Would you print each of the entries below precisely as given?
=== Section Start ===
PR #1200, opened 2019-09-21
Fix w3c_validate plugin tests

Lucas-C:
Tested with:

    nosetests w3c_validate


justinmayer:
Thank you for the fix, Lucas.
=== Section End ===
Answer box:
PR #1200, opened 2019-09-21
Fix w3c_validate plugin tests

Lucas-C:
Tested with:

    nosetests w3c_validate


justinmayer:
Thank you for the fix, Lucas.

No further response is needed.